** WORK TO COMPLETE **
From the entries below, copy out every line with "risk" in it.

___

PR #6350, opened 2025-10-06
ci: Only run test server on macOS

### LINKED ISSUE #6351: ci: Only run test server on macOS
> [!NOTE]
> The pull request "[ci: Only run test server on macOS](https://github.com/getsentry/sentry-cocoa/pull/6350)" was created by @philipphofmann but did not reference an issue. Therefore this issue was created for better visibility in external tools like Linear.

The test server tests on iOS are very flaky. Let's only run these on macOS.

#skip-changelog

philipphofmann:
The test server tests on iOS are very flaky. Let's only run these on macOS, as they didn't fail there in the last two weeks.
Perhaps that's because the simulator has difficulty communicating with a running test server in CI.

Screenshot 2025-10-06 at 07 10 25

#skip-changelog

Closes #6351

### DIFF
--- a/.github/workflows/test.yml
+++ b/.github/workflows/test.yml
@@ -130,9 +130,10 @@ jobs:
       fail-fast: false
       matrix:
         include:
-          # Running the tests with simulators is incredibly flaky. As we don't touch that code often, the risk is small
-          # that the unit tests break on iOS but not on macOS, and it's better to have rock-solid unit tests, we only run
-          #these on macOS.
+          # Running the tests with simulators is incredibly flaky. Our assumption is that simulators might have difficulties
+          # with communicating with the test server in CI.
+          # As we don't touch that code often, the risk is small that the unit tests break on iOS but not on macOS, and it's
+          # better to have rock-solid unit tests, we only run these on macOS.
           - name: macOS 15
             runs-on: macos-15
             platform: "macOS"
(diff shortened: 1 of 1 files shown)


.github/workflows/test.yml
```diff
@@ -130,13 +130,10 @@ jobs:
...
       matrix:
         include:
-          - name: iOS 18
-            runs-on: macos-15
-            platform: "iOS"
-            xcode: "16.4"
-            device: "iPhone 16 Pro"
-            test-destination-os: "18.5"
-
+          # Running the tests with simulators is incredibly flaky. Our assumption is that simulators might have difficulties
```
philprime, line 133: `h`: If I understand this proposal correctly, you want to stop testing functionality requiring the test server like the network tracker to be tested on iOS, due to flakiness? If yes, I don't think this is a valid approach, we must test all functionality on all devices and even though we "don't touch that code often" the risk is high because the environment constantly changes with every iOS release

noahsmartin: I think instead of deleting you can comment out the flaky test with a link to an issue to bring it back or fix it. A flaky test hurts more than it helps so it shouldn't be kept around, but if we believe the underlying idea was useful we can track it and prioritize brining it back, similar to behavior in other codebases that will auto-disable flaky tests and track them

philippsuess: Okay, then let's create an issue to follow up with this: https://github.com/getsentry/sentry-cocoa/issues/6361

___

** RESULT FOR THIS TASK **
-          # Running the tests with simulators is incredibly flaky. As we don't touch that code often, the risk is small
+          # As we don't touch that code often, the risk is small that the unit tests break on iOS but not on macOS, and it's
philprime, line 133: `h`: If I understand this proposal correctly, you want to stop testing functionality requiring the test server like the network tracker to be tested on iOS, due to flakiness? If yes, I don't think this is a valid approach, we must test all functionality on all devices and even though we "don't touch that code often" the risk is high because the environment constantly changes with every iOS release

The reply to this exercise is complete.